Further analysis highlighted the importance of an early start to statin treatment in hospitalized patients, and also showed a dose-response relationship. Patients who received at least 60 mg of their statin daily either before hospitalization or both before and during hospitalization had a significantly lower mortality rate, compared with patients who took less than 60 mg/day. Dr. Flint noted that about 70% of patients received lovastatin, and about 20% received simvastatin.

Regarding timing, patients who either began on a statin for the first time or restarted their treatment on their first hospitalized day had a significantly lower 1-year mortality, compared with patients who did not start or restart their statin until their third day in hospital.

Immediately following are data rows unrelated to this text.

Issue #201, opened 2026-08-06
Code Triage


willGraham01:
Creating a running issue that is tracking potentially outdated code that we no longer need going forward, and that we should delete from the codebase to keep the package slim.

Entries qualified with a `?` indicate that whilst I don't think we're currently using this code / it is potentially outdated, it might be worth preserving since an updated / similar implementation might be needed in future.

Note that removing some of this code will result in trimming of the test suite too, and the old `two_normal_example` will also likely need to go (along with it's page in the docs, unless we adapt it into an example in the new framework). 

- `_abc`
  - [ ] `backend_agnostic.py`
- `algorithms`
  - [ ] `moments.py` ? -> Might want to re-write this, or write an accompanying alternative, that uses MC integrals
- [ ] `backend`
  - [ ] `_convert_signature.py`
  - [ ] `_typing.py`
- [ ] `causal_problem` ? -> there might be some pieces here that, long-term, we'd want to integrate into some kind of proper "problem framework". But right now, I think we can ditch them. Note that the `two_noormal_example.ipynb` depends on these classes, but that itself is outdated.
  - [ ] `_base_component.py`
  - [ ] `causal_problem.py`
  - [ ] `components.py`
  - [ ] `handlers.py`
- `graph`
  - `node`
    - [ ] `constant.py` ? -> don't know if we're using this anymore. We have `DataNode` that serves the same purpose.
    - [ ] `distribution.py` ? -> don't think we're using this anymore either, given the new setup. Even if we were, I think the new `RandomVariable` nodes could be used for this in a pinch anyway.
  - `graph.py`
    - [ ] The `.model` method on the `Graph` class ? -> was built when we used `DistributionNodes` as our main method of interaction. Is redundant now since this node type is too, and we want to move towards an `algorithm`-focused interface for the graphs in general.
- `utils`
  - [ ] `translator.py`

mscroggs:
> * `constant.py` ? -> don't know if we're using this anymore. We have `DataNode` that serves the same purpose.

Currently, the only difference is constants have a known value when created, but `DataNode` don't. These could definitely be merged into a single class, similar to how RV nodes have their compute function being optional

PR #206, opened 2026-08-06
Merge DataNode and ConstantNode

mscroggs:
These two node types performed very similar functions. This PR merges them into a single node type.

Progress towards #201


docs/users/graph.md
```diff
@@ -79,32 +79,19 @@ final line of this snippet.
...
 
-A `DataNode` is a node that represents a constant value that is not known
-when the node is created. These nodes have one required keyword argument
-that must be passed: a `label` for the node. They can take the `shape` of
-the data that the node represents as an additional keyword argument, with
-the default shape being `()` for a scalar value.
+A `DataNode` is a node that represents a constant value.
+These nodes have one required keyword argument that must be passed: a `label` for the node.
+They can take the `shape` of the data that the node represents as an additional keyword argument, with the default shape being `()` for a scalar value.
+They can also take the `value` of the data as an additional keyword argument if this is known when they are initialised.
```
willGraham01:
```suggestion

`DataNode`s can also take the `value` of the data as an additional keyword argument if this is known when they are initialised, effectively turning the node into a constant value.
Otherwise, their value can be supplied at runtime to algorithms like `evaluate` in the same manner as other nodes, by providing an appropriate key in the dictionary specifying input values.
```

willGraham01 (approved):
Just a suggestion for a couple of lines that indicate what role the `value` attribute has on behaviour

PR #4, opened 2018-05-24
updated Pipenv

goern:
and all the commits from the merge..


requirements.txt
```diff
@@ -1,6 +0,0 @@
-click
-daiquiri
-pipenv
-requests
-toml
-delegator.py
```
fridex: The requirements file is needed. One can install Kebechet from PyPI - in that case requrements.txt is used.

PR #27, opened 2018-06-28
Add a generic webhook for triggering builds

fridex:


goern:
why do we need this?

fridex:
When we release Kebechet on PyPI, package releases job finds out there is a new release and triggers openshift build for us automatically so we have kebechet always up2date - see https://github.com/thoth-station/package-releases-job/pull/30

PR #28, opened 2018-06-28
Explicitly update dependencies to their latest version

fridex:


fridex:
Will merge this as I would like to proceed with work. Feel free to raise any objections on code.

PR #32, opened 2018-06-30
Do not allow pre-releases in updates

fridex:


fridex:
With this we will need to release a proper version if we would like to get updates to projects, not only release candidates (IMHO desired behavior).

PR #35, opened 2018-07-05
Fix local setup

fridex:
Move adding rsa keys after creation of .ssh directory.


goern:
We need to set the 'approved' label manually :/

PR #50, opened 2018-07-10
[WIP] started implementing a webhook receiver

goern:
so that we can use it for issue gating to mattermost...


kebechet/webhooks.py
```diff
@@ -0,0 +1,133 @@
...
+
+
+def handle_github_open_pullrequest(pullrequest: dict) -> None:
+    """Will handle with care."""
+    _LOGGER.info(f"A Pull Request has been opened: {pullrequest['url']}")
+
+    if pullrequest['title'].startswith('Automatic update of dependency'):
+        return
+
+    notify_channel(f"[{pullrequest['user']['login']}]({pullrequest['user']['url']}) just "
```
fridex: nitpicking.. `pullrequest['user']['html_url']` will be probably better here and other places :angel:

PR #86, opened 2018-07-24
Introduce manager configuration entry

fridex:


fridex:
Merging on my own, if something will go wrong, I will fix it.

PR #89, opened 2018-07-25
Introduce version manager for automatic version releases

fridex:


kebechet/managers/version/version.py
```diff
@@ -0,0 +1,69 @@
...
+
+_LOGGER = logging.getLogger(__name__)
+_VERSION_REQUEST_ISSUE = ' release'
+_VERSION_PULL_REQUEST_NAME = 'Release of version {}'
+
+
+class VersionManager(ManagerBase):
+    """Automatic version management for Python projects."""
+
+    def _adjust_version_in_sources(self, version_identifier: str):
```
goern: 👍

kebechet/source_management.py
```diff
@@ -164,7 +164,7 @@ def open_merge_request(self, commit_msg: str, branch_name: str, body: str, label
         else:
             raise NotImplementedError
 
-        merge_request.labels = set(labels)
+        merge_request.labels = set(labels or [])
```
goern: nice! this is short for `if labels == None then labels = []` ?

fridex: yes :)

fridex: It's a python idiom

PR #91, opened 2018-07-25
Let only maintainers release new packages

fridex:


config/thoth.yaml
```diff
@@ -6,9 +6,14 @@ repositories:
     managers:
       - name: update
         configuration:
-          labels: bot
+          labels: [bot]
       - name: info
       - name: version
+        configuration:
+          maintainers:
```
goern: could we keep stuff like that in an OWNERS file within the repository itself?

fridex: Sure, we can. Is it still used by Sesheta?

goern: no, right now it is not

Dr. Flint also reported an additional analysis that had been run to determine whether patients’ survival prognosis drove their statin treatment instead of their statin treatment’s driving their survival. To do this, he looked at patterns of care at each of the 17 Kaiser Permanente of Northern California hospitals that were involved in the study. This "grouped treatment analysis" showed that although the survival prognosis of patients who were withdrawn from prior statin treatment while hospitalized played some role in the relationship, it was unable to explain all of the survival effect, indicating that statin treatment itself during hospitalization played a significant role in subsequent survival.

The strong impact that early statin treatment during stroke hospitalization has on long-term survival probably depends on the pleiotropic effects of statins. The timing makes it less likely that the effect of statins on lipid levels can explain the observed survival benefits, Dr. Flint said.

Dr. Flint said that he had no disclosures.

* CORRECTION, 3/4/2011: An earlier version of this article stated that some study participants took statins intermittently prior to having a stroke. However, the study included only patients who were taking a statin for at least 3 months prior to the stroke or those not taking a statin at all. This version has been updated.